At the recent Large Installation System Administration (LISA) 2018 Conference, Sherry Xiao, production engineer at Instagram, explained how their team split Instagram’s services across datacenters in the US and Europe. They achieved data locality in their stateful services - Cassandra and TAO - by using new and modified tools from Facebook’s engineering team.

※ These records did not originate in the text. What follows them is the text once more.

Issue #453, opened 2026-08-24
pdf loses the tail in several distributions that exponentiate before dividing


teddytennant:
While fixing #452 I checked whether other distributions share the shape that caused it. Several do.

The pattern is computing `pdf` as `exp(...) / normalizer` in value space. The numerator underflows or overflows before the density itself does, and dividing afterwards cannot recover it. Measured on `main` at 128c9ae:

```
Normal(0,1e-300).pdf(5e-299)        = 0        true = 5.40515e-244
Laplace(0,1e-300).pdf(1e-297)       = 0        true = 2.53798e-135
Exp(1e300).pdf(1e-297)              = 0        true = 5.07596e-135
Chi(160).pdf(45.0)                  = 0        true = 2.5387e-318
Levy(0,2e-297).pdf(1e-300)          = NaN
Gamma(150,1e10).pdf(1e-8)           = NaN
InverseGamma(150,1e-10).pdf(1e-12)  = NaN
Pareto(1e-200,5).pdf(1e-100)        = NaN
Gumbel(0,1).pdf(-1000.0)            = NaN
```

The three `true` values above are exact arithmetic at 120 digits. A density is never NaN, so those five rows are wrong whatever the reference value is.

These are not all one fix:

- `Laplace` and `InverseGamma` define `ln_pdf` as `self.pdf(x).ln()`, so there is no correct log-space form to delegate to. Both need one written, the same way #448 did for FisherSnedecor.
- `Chi` and `Gamma` already branch to `ln_pdf(x).exp()` above a shape threshold (160 and 160.0). The threshold guards the shape parameter, but the overflow here comes from `rate.powf(shape)` and `x.powf(freedom - 1.0)`, which blow up independently of it. Those thresholds want re-tuning rather than a new branch.
- `Gumbel` fails through a double exponential overflowing to NaN, which is a cousin of this rather than the same thing.
- `Normal` is probably the one worth doing first. It is the most used distribution here, its `pdf_unchecked` is the same expression as the LogNormal one, its `ln_pdf_unchecked` is already correct, and `StudentsT::pdf` delegates to it for `freedom >= 1e8`.

I did not roll any of these into #454. That would turn a one-file fix into a rewrite of a third of the distribution module. Happy to send them as separate PRs if you want them, and happy to be told some are not worth changing.

PR #454, opened 2026-08-24
fix: keep the left tail of LogNormal::pdf

### LINKED ISSUE #452: bug: `LogNormal::pdf` in the left tail: 0.0 where the density is finite, then values up to 2x off
In the left tail, `LogNormal::pdf(x)` and `ln_pdf(x).exp()` on the same object disagree over two adjacent bands of `x`:

1. a band where `pdf` returns `0.0` and `ln_pdf(x).exp()` returns an ordinary `f64`,
2. immediately above it, a band where `pdf` returns a finite value that differs from the density by up to a factor of two.

Both bands sit well above the point where the density underflows, both widen with `scale`, and both move with `location`. `scipy.stats.lognorm` and mpmath agree with `ln_pdf(x).exp()` throughout.

**Environment:** statrs main on `128c9ae6d52c2be4574b6d8669136e344b87f65c`, rustc 1.97.1, aarch64-apple-darwin.

## Reproducer

```rust
use statrs::distribution::{Continuous, LogNormal};

fn main() {
    // 1. pdf returns 0.0 where the density is an ordinary double
    let d = LogNormal::new(0.0, 15.0).unwrap();
    println!("{:e}\t{:e}", d.pdf(1e-252), d.ln_pdf(1e-252).exp());

    // 2. just above that band, pdf returns a finite value about 1.9x the density
    let d = LogNormal::new(0.0, 10.0).unwrap();
    println!("{:e}\t{:e}", d.pdf(2.24e-168), d.ln_pdf(2.24e-168).exp());

    // 3. the case this came out of
    let d = LogNormal::new(0.0, 5.0).unwrap();
    println!("{:e}\t{:e}", d.pdf(1.38e-87), d.ln_pdf(1.38e-87).exp());
}
```

```
0e0                     3.047968563730997e-75
8.79927122410328e-158   4.605967253151374e-158
0e0                     2.0733810257862521e-262
```

## Expected

| case | `pdf` | `scipy.stats.lognorm(s=sigma).pdf` | mpmath, `mp.dps = 60` |
| --- | --- | --- | --- |
| `LogNormal(0, 15)`, `x = 1e-252` | `0e0` | `3.047969e-75` | `3.047969e-75` |
| `LogNormal(0, 10)`, `x = 2.24e-168` | `8.799271e-158` | `4.605967e-158` | `4.605967e-158` |
| `LogNormal(0, 5)`, `x = 1.38e-87` | `0e0` | `2.073381e-262` | `2.073381e-262` |

---

As those above seems like "lucky" findings, I asked Claude to run a full sweep. What follows is generated by it.

<details><summary>Claude Opus 5.0 analysis</summary>
<p>

## How far the two bands reach

`LogNormal(0, sigma)`, scanning `x` at 200 points per power of 10. "Width" is the span of band 1 in powers of 10: `1e-96` to `1e-84` is 12 of them.

| `sigma` | band 1: `pdf` returns `0.0` | width | largest density it returns `0.0` for | band 2: worst relative error |
| --- | --- | --- | --- | --- |
| `1` | `6.4e-18` to `1.7e-17` | 0.4 | `3.886588e-308` | `0.91` at `x = 1.72e-17` |
| `2` | `5.3e-36` to `2.9e-34` | 1.7 | `1.412756e-291` | `0.91` at `x = 2.95e-34` |
| `3` | `5.2e-55` to `5.0e-51` | 4.0 | `5.904035e-275` | `0.91` at `x = 5.07e-51` |
| `5` | `5.8e-96` to `1.5e-84` | 11.4 | `1.273613e-241` | `0.91` at `x = 1.50e-84` |
| `7` | `4.7e-141` to `4.4e-118` | 23.0 | `3.161836e-208` | `0.91` at `x = 4.42e-118` |
| `10` | `5.4e-217` to `2.2e-168` | 48.6 | `4.449485e-158` | `0.91` at `x = 2.24e-168` |
| `15` | `5e-324` to `3.3e-252` | 71.8 or more | `1.975989e-74` | `0.97` at `x = 3.31e-252` |
| `19` | `5e-324` to `2.9e-319` | 4.8 or more | `1.813587e-07` | `0.96` at `x = 2.88e-319` |

Reading the `sigma = 10` row: `pdf` returns `0.0` over 48.6 powers of 10, the largest density it calls zero is `4.4e-158`, and the first `x` above that band, `2.24e-168`, is the second line of the reproducer, where `pdf` returns `8.80e-158` against a true `4.61e-158`.

Four notes on that scan:

- Band 2 is wide too. Measured out to where pdf comes back within 1e-9 relative, it spans 0.2 powers of 10 at `sigma = 1`, 1.1 at `sigma = 5`, 2.3 at `sigma = 10` and 3.4 at `sigma = 15`, starting at the top of band 1 and easing back to ordinary `1e-14` agreement above it.
- The `sigma = 15` and `sigma = 19` bands run off the bottom of the `f64` range, so those two widths are floors rather than measurements.
- Below band 1 the density really does underflow (`LogNormal(0, 5).pdf(1e-100)` is about `2.4e-362`), so `0.0` is the right answer there.
- Stepping `sigma` by `0.01`, the largest one with a band is `19.28`, and there is none at `19.5` or above. Every `sigma` I sampled from `0.05` upward has one, but below `sigma` around `0.6` the affected densities are all under `1e-313`, so that end looks immaterial in practice.

## `location` moves both bands

| `(location, scale)` | band 1: `pdf` returns `0.0` | width | largest density it returns `0.0` for |
| --- | --- | --- | --- |
| `(0, 5)` | `5.8e-96` to `1.5e-84` | 11.4 | `1.273613e-241` |
| `(-100, 5)` | `8.2e-145` to `5.5e-128` | 16.8 | `3.394508e-198` |
| `(100, 5)` | `9.4e-47` to `4.0e-41` | 5.6 | `4.778570e-285` |

Band 2 moves with it, with worst relative errors of `0.93` and `0.90` on the two shifted rows. With `location = 100` the first `x` that returns `0.0` is `4.0e-41`, much closer to ordinary magnitudes than any `location = 0` case.

## Where the same scan finds nothing

`LogNormal(0, 5).pdf(1e84)` and `LogNormal(0, 10).pdf(1e200)` both return `0.0`, and mpmath puts both densities below the `f64` range, so the right tail is fine. `Normal::pdf` for `std_dev` in `{1e-3, 1, 100}`, over the same grid across both tails, agrees with `ln_pdf().exp()` to `4.9e-14` or better everywhere.

## Two more corners of the same tail, with subnormal `x`

Less likely to matter than the two bands, but they came out of the same scan:

| call | returns | mpmath, `mp.dps = 60` |
| --- | --- | --- |
| `LogNormal::new(0.0, 0.1).unwrap().pdf(5e-324)` | `NaN` | density is `0` (log density `-2.77e7`) |
| `LogNormal::new(0.0, 0.1).unwrap().ln_pdf(1e-323)` | `inf` | `-2.765723e7` |
| `LogNormal::new(0.0, 20.0).unwrap().pdf(5e-324)` | `4.736269e20` | `5.668494e20` |

The `NaN` and the `inf` show up for `scale <= 0.5`, and `scipy.stats.lognorm` returns `inf` for those same two calls, so mpmath is the only reference I have there. The third row is 16% off with no band 1 anywhere at that `scale` (same at `scale = 50`: `9.856067e272` against `1.179601e273`), and `ln_pdf().exp()` matches mpmath to `2e-13` on both.

</p>
</details>

teddytennant:
`LogNormal::pdf` computes `exp(-d^2/2) / (x * sigma * sqrt(2 pi))`. Both ends of that quotient leave the representable range long before the density does. The numerator underflows in the tails, and the denominator overflows to infinity or underflows towards zero for extreme `x`. Either one on its own collapses the result.

On main:

```
LogNormal(0, 15).pdf(1e-252)              got 0            expected 3.047968563730586e-75
LogNormal(0, 10).pdf(2.24e-168)           got 8.79927e-158 expected 4.60597e-158
LogNormal(0, 5).pdf(1.38e-87)             got 0            expected 2.073381025786355e-262
LogNormal(ln(f64::MAX), 1).pdf(f64::MAX)  got 0            expected 2.219190097936194e-309
```

`ln_pdf` has a version of the same problem. It forms `(x * self.scale).ln()`, which is `-inf` once the product underflows and `+inf` once it overflows, so it returns `+inf` for `LogNormal(0, 0.25).ln_pdf(5e-324)` and `-inf` for `LogNormal(0, 1e10).ln_pdf(f64::MAX)`.

So `pdf` keeps the value-space expression, guarded now on the numerator and the denominator, and falls back to `ln_pdf(x).exp()` instead of repeating the formula. `ln_pdf` splits `ln(x * sigma)` into `ln(x) + ln(sigma)`, but only where the product is not a normal float. The split is not unconditional because `ln(x * sigma)` rounds once instead of twice and is the more accurate form while the product is in range; unconditional, it moves four existing `test_ln_pdf` rows by a ulp and fails one of them against its 1e-16 tolerance.

Two rows in `test_pdf` move by 1 ULP, because the denominator is grouped as `x * (sqrt(2 pi) * sigma)` now so that a subnormal `x` is rounded once instead of twice. Those two are `test_absolute` with the expected values untouched. Nothing else in the existing suite changed.

Tests cover the left tail, the right tail, both denominator extremes, the boundaries either side of each guard, and `ln_pdf` at both ends. Expected values are exact arithmetic on the binary64 inputs rather than SciPy, following 10cf6d6. `cargo test` is green at 803 passed, as are `cargo fmt -- --check`, clippy under `-Dwarnings`, and `cargo check --no-default-features --lib`.

The same exponentiate-then-divide shape appears in nine other distributions. I filed that separately as #453 rather than widen this.

Fixes #452

## Summary by CodeRabbit

* **Bug Fixes**
  * Improved log-normal probability density calculations for extreme tail values.
  * Prevented valid finite densities from being reported as infinite or lost due to numerical underflow.
  * Improved handling of boundary conditions and invalid numeric inputs, including NaN values.
* **Tests**
  * Added coverage for left-tail, right-tail, underflow, boundary, and NaN scenarios.

### DIFF
--- a/src/distribution/log_normal.rs
+++ b/src/distribution/log_normal.rs
@@ -640,18 +640,15 @@ mod tests {
             (0.0, 5.0, 1.38e-87, 2.07338102578635509e-262),
         ];
 
-        let mut bad = alloc::vec::Vec::new();
         for (location, scale, x, expected) in cases {
             let d = create_ok(location, scale);
             let got = d.pdf(x);
             let rel = ((got - expected) / expected).abs();
-            if !prec::relative_eq!(got, expected, epsilon = 0.0, max_relative = 1e-12) {
-                bad.push(alloc::format!(
-                    "LogNormal({location}, {scale}).pdf({x:e}): got {got:e}, expected {expected:e}, rel err {rel:e}"
-                ));
-            }
+            assert!(
+                prec::relative_eq!(got, expected, epsilon = 0.0, max_relative = 1e-12),
+                "LogNormal({location}, {scale}).pdf({x:e}): got {got:e}, expected {expected:e}, rel err {rel:e}"
+            );
         }
-        assert!(bad.is_empty(), "{}", bad.join("\n"));
     }
 
     #[test]
--- a/src/distribution/log_normal.rs
+++ b/src/distribution/log_normal.rs
@@ -335,20 +335,20 @@ impl Continuous<f64, f64> for LogNormal {
         if x <= 0.0 || x.is_infinite() {
             0.0
         } else {
-            let ln_x = x.ln();
-            let d = (ln_x - self.location) / self.scale;
-            let exponent = -0.5 * d * d;
-            let num = exponent.exp();
-            if num.is_normal() {
-                num / (x * consts::SQRT_2PI * self.scale)
+            let d = (x.ln() - self.location) / self.scale;
+            let numer = (-0.5 * d * d).exp();
+            // grouped so that a subnormal `x` is rounded once instead of twice
+            let denom = x * (consts::SQRT_2PI * self.scale);
+            if numer.is_normal() && denom.is_normal() {
+                numer / denom
             } else {
-                // `num` underflows to zero, or to a subnormal holding only a few
-                // significant bits, long before the density itself does. Divide in
-                // log space instead and exponentiate once. This is `ln_pdf`'s
-                // formula with `ln(x * σ)` split into `ln(x) + ln(σ)`, because
-                // `(x * self.scale).ln()` is `-inf` once `x * σ` underflows, which
-                // would make `pdf` return `inf` where it should return zero.
-                (exponent - consts::LN_SQRT_2PI - ln_x - self.scale.ln()).exp()
+                // Either end of the quotient has left the range where dividing is
+                // accurate: `numer` underflows to zero, or to a subnormal holding
+                // only a few significant bits, long before the density itself does,
+                // and `denom` overflows to infinity or underflows for extreme `x`.
+                // Both collapse the quotient to zero where the density is still a
+                // representable f64, so divide in log space and exponentiate once.
+                self.ln_pdf(x).exp()
             }
         }
     }
@@ -367,8 +367,20 @@ impl Continuous<f64, f64> for LogNormal {
         if x <= 0.0 || x.is_infinite() {
             f64::NEG_INFINITY
         } else {
-            let d = (x.ln() - self.location) / self.scale;
-            (-0.5 * d * d) - consts::LN_SQRT_2PI - (x * self.scale).ln()
+            let ln_x = x.ln();
+            let d = (ln_x - self.location) / self.scale;
+            let x_scale = x * self.scale;
+            // `x * σ` overflows to infinity or underflows to zero at the extremes
+            // of the support, and `ln` then hands back `±inf`, so `ln(xσ)` is split
+            // into `ln(x) + ln(σ)` there. Everywhere else the product keeps its
+            // full precision and is the more accurate of the two, because it only
+            // rounds once and `ln(x)` and `ln(σ)` can be much larger than the sum.
+            let ln_x_scale = if x_scale.is_normal() {
+                x_scale.ln()
+            } else {
+                ln_x + self.scale.ln()
+            };
+            (-0.5 * d * d) - consts::LN_SQRT_2PI - ln_x_scale
         }
     }
 }
@@ -593,7 +605,7 @@ mod tests {
         test_absolute(-0.1, 1.5, 0.90492497850024368541682348133921492204585092983646, 1e-15, pdf(0.1));
         test_absolute(-0.1, 1.5, 0.49191985207660942803818797602364034466489243416574, 1e-16, pdf(0.5));
         test_exact(-0.1, 1.5, 0.33133347214343229148978298237579567194870525187207, pdf(0.8));
-        test_exact(-0.1, 2.5, 1.0824698632626565182080576574958317806389057196768, pdf(0.1));
+        test_absolute(-0.1, 2.5, 1.0824698632626565182080576574958317806389057196768, 1e-15, pdf(0.1));
         test_absolute(-0.1, 2.5, 0.31029619474753883558901295436486123689563749784867, 1e-16, pdf(0.5));
         test_absolute(-0.1, 2.5, 0.19922929916156673799861939824205622734205083805245, 1e-16, pdf(0.8));
 
@@ -608,7 +620,7 @@ mod tests {
         test_absolute(1.5, 1.5, 0.17185785323404088913982425377565512294017306418953, 1e-16, pdf(0.8));
         test_absolute(1.5, 2.5, 0.50186885259059181992025035649158160252576845315332, 1e-15, pdf(0.1));
         test_absolute(1.5, 2.5, 0.21721369314437986034957451699565540205404697589349, 1e-16, pdf(0.5));
-        test_exact(1.5, 2.5, 0.15729636000661278918949298391170443742675565300598, pdf(0.8));
+        test_absolute(1.5, 2.5, 0.15729636000661278918949298391170443742675565300598, 1e-16, pdf(0.8));
         test_exact(2.5, 0.1, 5.6836826548848916385760779034504046896805825555997e-500, pdf(0.1));
         test_absolute(2.5, 0.1, 3.1225608678589488061206338085285607881363155340377e-221, 1e-233, pdf(0.5));
         test_absolute(2.5, 0.1, 4.6994713794671660918554320071312374073172560048297e-161, 1e-173, pdf(0.8));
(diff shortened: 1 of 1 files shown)


teddytennant:
codecov flagged the failure-reporting arm in `test_pdf_left_tail`, which never runs on a green build. Folded it into a direct `assert!` so the message is on the assert itself. Same cases, same 1e-12 bound, same text on failure.

src/distribution/log_normal.rs
```diff
@@ -335,8 +335,21 @@ impl Continuous<f64, f64> for LogNormal {
...
+            if num.is_normal() {
+                num / (x * consts::SQRT_2PI * self.scale)
+            } else {
+                // `num` underflows to zero, or to a subnormal holding only a few
+                // significant bits, long before the density itself does. Divide in
+                // log space instead and exponentiate once. This is `ln_pdf`'s
+                // formula with `ln(x * σ)` split into `ln(x) + ln(σ)`, because
+                // `(x * self.scale).ln()` is `-inf` once `x * σ` underflows, which
+                // would make `pdf` return `inf` where it should return zero.
+                (exponent - consts::LN_SQRT_2PI - ln_x - self.scale.ln()).exp()
```
FBruzzesi: Hi @teddytennant thanks for taking care of the issue. I hope its ok for me to chime in.

Wouldn't it make sense to move this bit into `ln_pdf` and conditionally call that one in here?

**Mandatory disclaimer**: Not a rust nor a numerical precision expert by any mean

I was going to propose the following change (+ a series of tests), but you beat me to it:

```diff
diff --git a/src/distribution/log_normal.rs b/src/distribution/log_normal.rs
index d94c06a..10379c4 100644
--- a/src/distribution/log_normal.rs
+++ b/src/distribution/log_normal.rs
@@ -336,7 +336,18 @@ impl Continuous<f64, f64> for LogNormal {
             0.0
         } else {
             let d = (x.ln() - self.location) / self.scale;
-            (-0.5 * d * d).exp() / (x * consts::SQRT_2PI * self.scale)
+            let numer = (-0.5 * d * d).exp();
+            // grouped so that a subnormal `x` is rounded once instead of twice
+            let denom = x * (consts::SQRT_2PI * self.scale);
+            // Both factors leave the normal range long before the density does,
+            // making the quotient 0, NaN, or (through gradual underflow) off by up to
+            // a factor of two; in log space only the density need be representable.
+            // See #452
+            if numer >= f64::MIN_POSITIVE && (f64::MIN_POSITIVE..f64::INFINITY).contains(&denom) {
+                numer / denom
+            } else {
+                self.ln_pdf(x).exp()
+            }
         }
     }
 
@@ -354,8 +365,11 @@ impl Continuous<f64, f64> for LogNormal {
         if x <= 0.0 || x.is_infinite() {
             f64::NEG_INFINITY
         } else {
-            let d = (x.ln() - self.location) / self.scale;
-            (-0.5 * d * d) - consts::LN_SQRT_2PI - (x * self.scale).ln()
+            let ln_x = x.ln();
+            let d = (ln_x - self.location) / self.scale;
+            // `ln(x) + ln(σ)` rather than `ln(xσ)`, whose product under- or overflows
+            // for subnormal `x` or extreme `σ`, making the log density `±∞`. See #452
+            (-0.5 * d * d) - consts::LN_SQRT_2PI - ln_x - self.scale.ln()
         }
     }
 }
```

teddytennant: Done, with one change. The split has to be conditional. Done unconditionally it moves four existing `test_ln_pdf` rows by a ulp, and one of them (location -0.1, scale 2.5, `ln_pdf(0.1)`) goes from 1.4e-17 to 2.4e-16 of error against a 1e-16 tolerance, so it fails. `ln(x * sigma)` rounds once instead of twice, so I kept it while the product is in range and split only when the product overflows or underflows.

Your denominator regrouping is in as written. I spelled the guard as `numer.is_normal() && denom.is_normal()`, which is the same set of values, just to match the line it replaces. It costs a ulp on two `test_pdf` rows that were `test_exact`, so those two are `test_absolute` now with the expected values untouched.

While I was in there, `ln_pdf` had the same bug on the overflow side: `LogNormal(0, 1e10).ln_pdf(f64::MAX)` was -inf. Same branch covers it.

YeungOnion:
Looks good, thanks for this fix!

Facebook acquired Instagram in 2012, and the latter migrated to Facebook’s infrastructure. Instagram’s infrastructure was only in the US, whereas Facebook’s datacenters were in both the US and Europe. Instagram’s stack consists primarily of Django, Cassandra, the TAO distributed data store, Memcached and Celery async jobs. They had to split their services between US and EU datacenters to solve data storage space constraints. High latency from Cassandra quorum calls, partitioning the dataset for data locality, failover within the EU region and master-replica synchronization for TAO were the challenges the team had to overcome to make the split.
Image Courtesy - https://www.youtube.com/watch?v=2GInt9E3vrU
Instagram uses Cassandra as a general key value storage service. They moved it from AWS to Facebook’s own datacenters with other components. Cassandra uses a quorum of replicas across datacenters for both read and write consistency. Maintaining copies of the data in European datacenters would have led to a waste of storage, and quorum requests to travel across the ocean, which was inadvisable due to high latency. The Instagram team instead partitioned the data so that US users had their data in the rive US datacenters, and EU users in the three EU datacenters, using a tool called Akkio. Akkio is a data placement tool built by Facebook that can optimize data retrieval. It does this by grouping data into logical sets that are then stored in the datacenters closest to the end users that access them frequently. Akkio, says Xiao, "tracks the access patterns of end users and triggers the data migration".
This architecture absolves the need to store copies of all data in each datacenter. The US and EU DCs could operate independently, and quorum requests could stay on the same continent. Instagram also used the Social Hash partitioner to route requests to the correct buckets, especially for accounts with a high number of followers.
TAO is Facebook’s storage for the social graph used by Instagram also. In sharded mode, TAO has a single master per shard. Writes are forwarded only to the master - which runs in the US datacenters - and replicas are read-only. The team modified TAO so that it could write to the region-local master in the EU, avoiding the cross-Atlantic call. Why is Akkio not used here? "TAO has a different data model compared to Cassandra", explains Xiao, "where most of the use cases are keyed by user id, and the data belongs to the user itself". In contrast, media objects handled by TAO can be accessed by users all over the globe, and thus Akkio cannot do an optimal placement for the data based on locality.
The final architecture resulted in a stateless Django tier in front, backed by a partitioned Cassandra and TAO writing to local master nodes. The migration entailed a change in the disaster recovery (DR) planning as cross-ocean DR was not possible due to latency as well as different data sets. Each region was capable of handling the load from a failed datacenter by keeping a 20% headroom in each datacenter, according to Xiao.